What they did to the S&C just seems wrong to me but the entire concept strikes me as utterly disrespectful to the craft.

I had to work hard to complete all my work for each degree so I could finally wear Masonic regalia but now every gangster/rapper wannabe will be wearing the S&C.


----------



## Brent Heilman (Jun 24, 2011)

I agree. They couldn't just stop at the S&C either and also included the eagle from the Scottish Rite. To me it is utterly distasteful.

Sent from my iPhone using Freemasonry


----------



## Benton (Jun 24, 2011)

Brent Heilman said:


> I agree. They couldn't just stop at the S&C either and also included the eagle from the Scottish Rite. To me it is utterly distasteful.



Same here, it's rude at best. Monetizing a symbol used by others solely for profit? Not right by anyone's standards I think.


----------



## Bro. Stewart P.M. (Jun 24, 2011)

*I just threw up in my mouth*


----------



## Mlugo1247 (Jun 24, 2011)

Disgusting


----------



## LRG (Jun 24, 2011)

A lawsuit should be brought against them.
for what? take a pick


----------



## Brent Heilman (Jun 24, 2011)

It is a shame to see this. It really bothers me to see this kind of thing. No good can come from it.

Sent from my iPhone using Freemasonry


----------



## Bro. Stewart P.M. (Jun 25, 2011)

LRG said:


> A lawsuit should be brought against them.
> for what? take a pick


 
I am not sure that we have a foundation to stand upon here.

I am unaware of any "trademark" pertaining to the usage of the Square & Compasses. Someone feel free to correct me if I am wrong...


----------



## Brent Heilman (Jun 25, 2011)

I believe you are correct Bro. Stewart.


----------



## Benton (Jun 25, 2011)

Class action lawsuit on behalf of all Masons?  I know, no trademark. Still.


----------



## LukeD (Jun 25, 2011)

Bro. Stewart said:


> *I just threw up in my mouth*



Me too, then out my nose. Total disgrace. Anyone see the points on the Compass?  Wonder why they went with that, or if it just proves their ignorance.


----------



## MikeMay (Jun 25, 2011)

LukeD said:


> ...or if it just proves their ignorance.



That pretty much sums it up right there...


----------



## Bro.BruceBenjamin (Jun 25, 2011)

I have been following all the 'hype' on Jay-Z and Nas since Jay-Z and Rick Ross released the song entitled "Free Mason." Jay-Z whose real name is Shawn Carter according to his own words is not a free mason. The media have created all the hype around Jay-Z being in the illuminati and him being a devil worshipper all of which is just hype. 
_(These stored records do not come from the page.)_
PR #2670, opened 2023-12-02
Add color input setting type

mikeyarce:
Part of https://github.com/Automattic/wpjm-addons/issues/154

* Add a `color` setting type

### Testing Instructions

* You need to add a setting like this to be able to see it in action:

```
array(
		'name'     => 'job_manager_alerts_brand_color',
		'label'    => __( 'Brand Color', 'wp-job-manager-alerts' ),
		'std'      => '#0453EB',
		'type'     => 'color',
		'desc'     => __( 'Set the color used for links and buttons in e-mails and shortcodes.', 'wp-job-manager-alerts' ),
),
```

### Screenshot / Video

----

| Plugin build for 2de3427d6e5e4f8db9c0e46304d2581fdf79ce1b <a href="#"></a> |
| 📦 [Download plugin zip](https://wpjobmanager.com/wp-content/uploads/2023/12/wp-job-manager-zip-2670-2de3427d.zip)                       |
| ▶️ [Open in playground](https://wpjobmanager.com/playground/?core=2023/12/2670-2de3427d)             |

### DIFF
--- a/assets/css/admin.scss
+++ b/assets/css/admin.scss
@@ -19,6 +19,11 @@
 		margin: 12px 0;
 		font-size: 12px;
 	}
+
+	input.job-alerts-color-picker {
+		width: 30px;
+		height: 30px;
+	}
 }
 
 .job-manager-settings-header-wrap {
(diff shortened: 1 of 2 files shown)


thedebian (approved):
Worked as advertised 👍 
Is there a reason we use kses instead of esc_html in the description though ?

mikeyarce:
Thanks @thedebian !  

>  Is there a reason we use kses instead of esc_html in the description though ?

I think that's the default we use for settings in case we want to use HTML in the descriptions.

PR #2675, opened 2023-12-09
Add/featured first argument

### LINKED ISSUE #1487: Always show Featured Jobs in Listings

mikeyarce:
Fixes https://github.com/Automattic/WP-Job-Manager/issues/1487

* Add a new `featured_first` argument to the `[jobs]` shortcode
* This ensures that now regardless of the order, featured jobs will be first!

### Testing Instructions

* There are a lot of combinations to test for the jobs!

```
[jobs orderby="featured" featured_first="true" order="desc"]
[jobs orderby="title" featured_first="true" order="desc"]
[jobs orderby="ID" featured_first="true" order="desc"]
[jobs orderby="name" featured_first="true" order="desc"]
[jobs orderby="date" featured_first="true" order="desc"]
[jobs orderby="modified" featured_first="true" order="desc"]
[jobs orderby="rand" featured_first="true" order="desc"]
[jobs orderby="rand_featured" featured_first="true" order="desc"]
[jobs orderby="featured" featured_first="true" order="asc"]
[jobs orderby="rand_featured" featured_first="true" order="asc"]
[jobs orderby="title" featured_first="true" order="asc"]
[jobs orderby="ID" featured_first="true" order="asc"]
[jobs orderby="name" featured_first="true" order="asc"]
[jobs orderby="date" featured_first="true" order="asc"]
[jobs orderby="modified" featured_first="true" order="asc"]
[jobs orderby="rand" featured_first="true" order="asc"]
[jobs orderby="rand_featured" featured_first="true" order="asc"]
[jobs orderby="featured" featured_first="true" order="asc"]
```

I would also make sure to try at least a few `featured_first="false"` to ensure that works as well.

### Release Notes

* Add new shortcode parameter, "featured_first" so you can ensure featured listings always show up on top.

----

| Plugin build for c3b858a88193136c708f9508ab0ea779707195b0 <a href="#"></a> |
| 📦 [Download plugin zip](https://wpjobmanager.com/wp-content/uploads/2023/12/wp-job-manager-zip-2675-c3b858a8.zip)                       |
| ▶️ [Open in playground](https://wpjobmanager.com/playground/?core=2023/12/2675-c3b858a8)             |

### DIFF
--- a/includes/class-wp-job-manager-shortcodes.php
+++ b/includes/class-wp-job-manager-shortcodes.php
@@ -769,9 +769,6 @@ class WP_Job_Manager_Shortcodes {
 		if ( ! empty( $atts['post_status'] ) ) {
 			$data_attributes['post_status'] = implode( ',', $atts['post_status'] );
 		}
-		if ( ! empty( $atts['featured_first'] ) ) {
-			$data_attributes['featured_first'] = $atts['featured_first'] ? 'true' : 'false';
-		}
 
 		$data_attributes['post_id'] = isset( $GLOBALS['post'] ) ? $GLOBALS['post']->ID : 0;
 
--- a/includes/class-wp-job-manager-shortcodes.php
+++ b/includes/class-wp-job-manager-shortcodes.php
@@ -627,9 +627,6 @@ class WP_Job_Manager_Shortcodes {
 		if ( ! is_null( $atts['remote_position'] ) ) {
 			$atts['remote_position'] = ( is_bool( $atts['remote_position'] ) && $atts['remote_position'] ) || in_array( $atts['remote_position'], [ 1, '1', 'true', 'yes' ], true );
 		}
-		if ( ! is_null( $atts['featured_first'] ) ) {
-			$atts['featured_first'] = ( is_bool( $atts['featured_first'] ) && $atts['featured_first'] ) || in_array( $atts['featured_first'], [ 1, '1', 'true', 'yes' ], true );
-		}
 
 		// By default, use client-side state to populate form fields.
 		$disable_client_state = false;
--- a/includes/class-wp-job-manager-shortcodes.php
+++ b/includes/class-wp-job-manager-shortcodes.php
@@ -592,6 +592,7 @@ class WP_Job_Manager_Shortcodes {
 					'featured'                  => null, // True to show only featured, false to hide featured, leave null to show both.
 					'filled'                    => null, // True to show only filled, false to hide filled, leave null to show both/use the settings.
 					'remote_position'           => null, // True to show only remote, false to hide remote, leave null to show both.
+					'featured_first'            => false, // True to show featured first, false to show in default order.
 
 					// Default values for filters.
 					'location'                  => '',
@@ -613,6 +614,7 @@ class WP_Job_Manager_Shortcodes {
 		$atts['show_category_multiselect'] = $this->string_to_bool( $atts['show_category_multiselect'] );
 		$atts['show_more']                 = $this->string_to_bool( $atts['show_more'] );
 		$atts['show_pagination']           = $this->string_to_bool( $atts['show_pagination'] );
+		$atts['featured_first']            = $this->string_to_bool( $atts['featured_first'] );
 
 		if ( ! is_null( $atts['featured'] ) ) {
 			$atts['featured'] = ( is_bool( $atts['featured'] ) && $atts['featured'] ) || in_array( $atts['featured'], [ 1, '1', 'true', 'yes' ], true );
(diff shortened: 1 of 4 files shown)


includes/class-wp-job-manager-shortcodes.php
```diff
@@ -625,6 +627,9 @@ public function output_jobs( $atts ) {
 		if ( ! is_null( $atts['remote_position'] ) ) {
 			$atts['remote_position'] = ( is_bool( $atts['remote_position'] ) && $atts['remote_position'] ) || in_array( $atts['remote_position'], [ 1, '1', 'true', 'yes' ], true );
 		}
+		if ( ! is_null( $atts['featured_first'] ) ) {
+			$atts['featured_first'] = ( is_bool( $atts['featured_first'] ) && $atts['featured_first'] ) || in_array( $atts['featured_first'], [ 1, '1', 'true', 'yes' ], true );
+		}
```
thedebian:
```suggestion
```
$this->string_to_bool is already called on $atts['featured_first'], which does exactly that

includes/class-wp-job-manager-shortcodes.php
```diff
@@ -766,6 +772,9 @@ public function output_jobs( $atts ) {
 		if ( ! empty( $atts['post_status'] ) ) {
 			$data_attributes['post_status'] = implode( ',', $atts['post_status'] );
 		}
+		if ( ! empty( $atts['featured_first'] ) ) {
+			$data_attributes['featured_first'] = $atts['featured_first'] ? 'true' : 'false';
+		}
```
thedebian: Is it really what you wanted to do ?
If $atts['featured_first'] is false, then it's empty, which means $data_attributes won't be populated.
If it's what you wanted to do, then it's ok :)

wp-job-manager-functions.php
```diff
@@ -180,6 +181,13 @@ function get_job_listings( $args = [] ) {
 			];
 		}
 
+		if ( 'true' === $args['featured_first'] && 'featured' !== $args['orderby'] && 'rand_featured' !== $args['orderby'] ) {
```
thedebian, line 184: Does $args['featured_first'] (and all added data_attributes) have to be a string ?
If we want to test it against a bool, it's way better to test it ... well ... against a bool, but maybe there's a reason for that ?

thedebian (changes requested):
Maybe I'm missing something here, I pasted the test shortcodes, these are all supposed to be true

Capture d’écran 2023-12-11 à 14 44 52

Only one of them is featured

Capture d’écran 2023-12-11 à 14 44 14

includes/class-wp-job-manager-shortcodes.php
mikeyarce: Removed in d716a58bdd6dcb2742017797582c671869725f4b

includes/class-wp-job-manager-shortcodes.php
mikeyarce: yeah no, not what I want to do.  Removed in c3b858a88193136c708f9508ab0ea779707195b0

wp-job-manager-functions.php
mikeyarce: I'm trying to also account for people who might use `featured_first="0"` or `featured_first="1"` so checking the string worked for all cases.  What do you think about something like this:

```
if ( true === filter_var( $args['featured_first'], FILTER_VALIDATE_BOOLEAN ) && 'featured' !== $args['orderby'] && 'rand_featured' !== $args['orderby'] ) {
```

mikeyarce:
> Maybe I'm missing something here, I pasted the test shortcodes, these are all supposed to be true

What shortcode specifically wasn't working for you?

wp-job-manager-functions.php
thedebian: I thought the data here were populated by https://github.com/Automattic/WP-Job-Manager/pull/2675/files#diff-a0e82a74ed6b687d4ee6efce7bb4c78d6fa157212afa751c5c40f88306c489ddR684 , hence my question about making it boolean directly instead of string, but, if it's supposed to do more than what I thought, that's ok as-is

thedebian:
> > Maybe I'm missing something here, I pasted the test shortcodes, these are all supposed to be true
> 
> What shortcode specifically wasn't working for you?

Ok I think I forgot to npm run build, I know this might be tedious, but can it be included in test instructions when needed ? It helps a lot when reviewing a bunch of PRs

thedebian (approved):
After code changes (and npm build :D), worked like a charm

One thing is certin he is a smart business man. All of the attention has done one thing for his music and clothing line and that is increase sales. Like it or not Jay-Z is drawing attention to freemasonry. 

The question is how are we as freemasons going to respond?


----------



## Bro. Stewart P.M. (Jun 25, 2011)

Bro.BruceBenjamin said:


> I have been following all the 'hype' on Jay-Z and Nas since Jay-Z and Rick Ross released the song entitled "Free Mason." Jay-Z whose real name is Shawn Carter according to his own words is not a free mason. The media have created all the hype around Jay-Z being in the illuminati and him being a devil worshipper all of which is just hype.
> 
> One thing is certin he is a smart business man. All of the attention has done one thing for his music and clothing line and that is increase sales. Like it or not Jay-Z is drawing attention to freemasonry.
> 
> The question is how are we as freemasons going to respond?


 
All that I can tell you my Brother is this; I can not support this.


----------



## MikeMay (Jun 25, 2011)

Bro.BruceBenjamin said:


> Like it or not Jay-Z is drawing attention to freemasonry.  The question is how are we as freemasons going to respond?




I don't have to like it, but the fact is, attention "IS" being drawn.  Our response should be one as men of upright character, prepared to give an answer as people ask questions.  Some people will accept the truth, some will remain caught up in theories.


----------



## Brent Heilman (Jun 25, 2011)

MikeMay said:
			
		

> I don't have to like it, but the fact is, attention "IS" being drawn.  Our response should be one as men of upright character, prepared to give an answer as people ask questions.  Some people will accept the truth, some will remain caught up in theories.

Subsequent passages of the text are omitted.